**DATASET EXCERPTS**
PR #88, opened 2025-04-10
Support AWQ Quantization

barronalex:
Adds a command to use [AWQ](https://arxiv.org/abs/2306.00978) to quantize a model.

AWQ uses a calibration dataset to scale and clip `nn.Linear` layers, resulting in more accurate quantization. This is currently hard-coded to wiki text but should be easy to customize in the script.

Currently we support a subset of the model types in mlx-lm: Llama, Qwen and Gemma3. I prioritized the most popular according to the HF [mlx-community](https://huggingface.co/mlx-community?sort_models=downloads#models).

# Performance

Since the scales and clips are fused into the previous layer, the resulting model runs at exactly the same tokens per second as the normally quantized model.

# Quality
Quality benchmarks are run on 8 zero shot `lm_eval` tasks using `mlx_lm.evaluate`:
```
winogrande boolq arc_challenge arc_easy hellaswag openbookqa piqa social_iqa
```

`n-grid=20` `num-samples=256`

Scores are a percentage of average bf16 performance across the 8 tasks.
For all quants, embedding/lm_head layers are quantized with 4 bits, 32 group size.

## Qwen 2.5 7B

| Quant | % of bf16 |
| --- | --- |
| bf16 |  100.0 |
| 3 bit AWQ | 96.9 |
| 3 bit | 92.4 |

## Llama 3.2 1B
| Quant | % of bf16 |
| --- | --- |
| bf16 |  100.0 |
| 4 bit AWQ | 99.0 |
| 4 bit | 97.7 |
| 3 bit AWQ | 94.2 |
| 3 bit | 87.4 |

## Gemma 3 1B
| Quant | % of bf16 |
| --- | --- |
| bf16 |  100.0 |
| 4 bit AWQ | 98.4 |
| 4 bit | 96.1 |

# Quantization Time
AWQ is much more expensive at quantization time than our affine quants. A few examples:

M1 Max, 1B model, `--n-grid 10 --num-samples 32`:  15 minutes

M2 Ultra, 7B model, `--n-grid 20 --num-samples 256`: 3 hours

The script supports distributed execution which linearly speeds up the run time.

In practice I have seen more samples result in better task performance (as shown in the original paper), but I haven't done a comprehensive ablation.

# MOE
There's experimental MOE support in the script. I ran a few tests with MOE models and didn't see much improvement in the downstream task performance. It's possible there a bug or maybe MOE models require many more samples since all the experts need to be taken into account by a single scale.

### DIFF
--- a/mlx_lm/awq.py
+++ b/mlx_lm/awq.py
@@ -1,0 +1,439 @@
+# Learned quantization using AWQ:
+
+# References:
+# AWQ
+# https://arxiv.org/abs/2306.00978
+# https://github.com/mit-han-lab/llm-awq
+
+import argparse
+import glob
+import shutil
+from pathlib import Path
+from typing import Callable
+
+import mlx.core as mx
+import mlx.nn as nn
+import numpy as np
+from datasets import Dataset, load_dataset
+from mlx.utils import tree_flatten, tree_map_with_path
+from mlx_lm.models.base import create_attention_mask
+from mlx_lm.tokenizer_utils import TokenizerWrapper
+from mlx_lm.utils import fetch_from_hub, get_model_path, save_config, save_weights
+from tqdm import tqdm
+
+
+def mse(x, y):
+    return ((x - y).astype(mx.float32)) ** 2
+
+
+def run_layer(layer: nn.Module, x: mx.array, batch_size: int = 32, **kwargs):
+    y = []
+    for i in range(0, x.shape[0], batch_size):
+        y.append(layer(x[i : i + batch_size], **kwargs))
+        mx.eval(y)
+    y = mx.concatenate(y, axis=0)
+    return y
+
+
+def dist_split(x: mx.array, group: mx.distributed.Group):
+    B = x.shape[0]
+    N = group.size()
+    assert B % N == 0
+    r = group.rank()
+    local_B = (B + N - 1) // N
+    return x[r * local_B : (r + 1) * local_B]
+
+
+def search_best_scale(
+    layers: list[nn.Module],
+    x: mx.array,
+    quantize_func: Callable,
+    block: nn.Module | None = None,
+    layer_kwargs: dict | None = None,
+    n_grid: int = 20,
+):
+    group = mx.distributed.init() if mx.distributed.is_available() else None
+    layer_kwargs = layer_kwargs or {}
+
+    block = block or layers[0]
+    out = block(x, **layer_kwargs)
+
+    x_max = x.abs().mean(axis=(0, 1))
+
+    best_error = float("inf")
+    best_scales = None
+
+    weights = tree_flatten(block.parameters())
+
+    for ratio in tqdm(range(n_grid)):
+        ratio = ratio * 1 / n_grid
+        scales = mx.maximum(x_max**ratio, 1e-4).reshape(-1)
+        scales = scales / (scales.max() * scales.min()).sqrt()
+        for layer in layers:
+            layer.weight = quantize_func(layer.weight * scales) / scales
+
+        out_q = run_layer(block, x, **layer_kwargs)
+        loss = mse(out, out_q).sum()
+        if group is not None:
+            loss = mx.distributed.all_sum(loss, stream=mx.cpu) / group.size()
+        loss /= out.size
+        mx.eval(loss)
+        is_best = loss < best_error
+        if is_best:
+            best_error = loss
+            best_scales = scales
+
+        # reload the original weights
+        block.load_weights(weights)
+
+    best_scales = best_scales.reshape(-1)
+    mx.eval(best_scales)
+    return best_scales
+
+
+def apply_scale(prev_op, layers, scales):
+    # Apply the scales to the layers
+    if isinstance(prev_op, nn.Linear):
+        assert len(layers) == 1
+        prev_op.weight = prev_op.weight / scales[:, mx.newaxis]
+        if hasattr(prev_op, "bias"):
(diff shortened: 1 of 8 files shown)


mlx_lm/awq.py
```diff
@@ -0,0 +1,541 @@
...
+    model: nn.Module,
+    tokenizer: TokenizerWrapper,
+    config,
+    model_path: Path,
+    mlx_path: str,
+):
+    weights = dict(tree_flatten(model.parameters()))
+
+    mlx_path = Path(mlx_path)
+    save_weights(mlx_path, weights, donate_weights=True)
```
awni, line 463: I think for `donate_weights` to be useful here, we need to `del model`. But it also probably isn't super relevant either way since we presumably need the entire model in memory

mlx_lm/awq.py
```diff
@@ -0,0 +1,541 @@
...
+
+    # Select random chunks
+    starts = mx.random.randint(
+        0, len(tokens) - sequence_length - 1, shape=(num_samples, 1)
+    )
+    data = tokens[starts + mx.arange(sequence_length)]
+    if tokenizer.bos_token_id:
+        data = mx.concatenate(
+            [mx.full((*data.shape[:1], 1), tokenizer.bos_token_id), data], axis=-1
+        )
```
awni, line 449: It's a bit odd to use the bos token here since the segments are just randomly pulled out from a long stretch of text. I'm not sure if you tried without it.. but my guess is it's probably not useful and maybe even slightly worse to use it. I might just use `sequence_length+1` segments instead.

mlx_lm/awq.py
```diff
@@ -0,0 +1,541 @@
...
+        class Catcher(nn.Module):
+            def __call__(self, x: mx.array, *args, **kwargs):
+                # Store the input features on the original modules.
+                if hasattr(module, "input_feat"):
+                    module.input_feat = mx.concatenate([module.input_feat, x], axis=0)
+                else:
+                    module.input_feat = x
+
+                # Also store the MOE indices if applicabale
+                module.indices = None
```
awni, line 363: Does it make sense to always set this to `None` here? I might be misunderstanding.. but it seems like you won't be able to aggregate the indices across multiple calls if they are always set to `None`

mlx_lm/awq.py
```diff
@@ -0,0 +1,540 @@
...
+def clip_block(
+    block: nn.Module, quantize_func: Callable, group_size: int, n_grid: int = 20
+):
+
+    def apply_clip(path, module):
+        if (
+            isinstance(module, nn.Linear)
+            and "q_proj" not in path
+            and "k_proj" not in path
+        ):
```
awni, line 316: Why not a learned clip for those as well? Is that an empirical thing that it doesn't help much /hurts to clip them?

mlx_lm/awq.py
```diff
@@ -0,0 +1,535 @@
...
+                    block.mlp.gate_proj,
+                    block.mlp.up_proj,
+                ],
+            ),
+            LayerConfig(
+                prev_op=block.mlp.up_proj,
+                layers=[
+                    block.mlp.down_proj,
+                ],
+            ),
```
awni, line 221: It's a little confusing to me that we find an optimal scale for the `gate_proj` and `up_proj` but then we fuse the scale found for the `down_proj` into the `up_proj` which could revert the improvement for the `up_proj`. Maybe we should search and apply the `down_proj` before we search for the `gate_proj` and `up_proj`.

mlx_lm/awq.py
awni: Found this comment: https://github.com/mit-han-lab/llm-awq/blob/main/awq/quantize/auto_clip.py#L74-L76

Not sure exactly what it means.. but it seems this is the same behavior of as the original.

mlx_lm/awq.py
awni: Fixed.

awni:
I decoupled the config from the algorithm a bit so that it's easier to add support for new models. I left the configs in the main file. If this grows we may consider splitting out the model configs into a separate location.

awni:
Added an `mlx_lm.upload` to make it easy to upload models in a saved directory. So now we can do an awq and then easily upload to HF like.

awni:
I added a short readme. Otherwise, I think this is good to go! I'll merge once the tests clear.

awni (approved):

ivanfioravanti:
I added default options in README because I was planning some tests and gave for granted 4bit was default, but it's not.
Just to clarify this better without opening the script.

Why --grid-size 10 as default, when in paper is 20, just because it's faster? Thanks @barronalex

barronalex:
grid-size=10 is faster and I didn't see large quality differences but it's definitely worth experimenting.

ahmetaltunel:
It makes sense that "datasets" (required by awq.py) and "lm-eval" (evaluate.py) are optional extras (as extras_require [test], [evaluate]) to keep the mlx-lm installation lightweight.

However, users might not realize they need to install the extras separately and could run into errors.

To help with this, could you consider adding a brief note in the relevant readme (e.g., AWQ.md  +evaluation section) to mention installing the required dependencies?

Potentially like:
awq/test extras: pip install mlx-lm[test]
evaluate extras: pip install mlx-lm[evaluate]
or having a separate extras_require for awq:  pip install mlx-lm[awq]

awni:
I added a `pip install mlx-lm[awq]` and a comment about it in the readme. Thanks for the input.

**DIRECTIONS FOR THIS TASK**
Could you repeat exactly the lines in the listing above from the one with "layer_kwargs = layer_kwargs" down to the one with "ratio * 1 / n_grid"? Include both of those lines.

**TASK RESULT**
+    layer_kwargs = layer_kwargs or {}
+
+    block = block or layers[0]
+    out = block(x, **layer_kwargs)
+
+    x_max = x.abs().mean(axis=(0, 1))
+
+    best_error = float("inf")
+    best_scales = None
+
+    weights = tree_flatten(block.parameters())
+
+    for ratio in tqdm(range(n_grid)):
+        ratio = ratio * 1 / n_grid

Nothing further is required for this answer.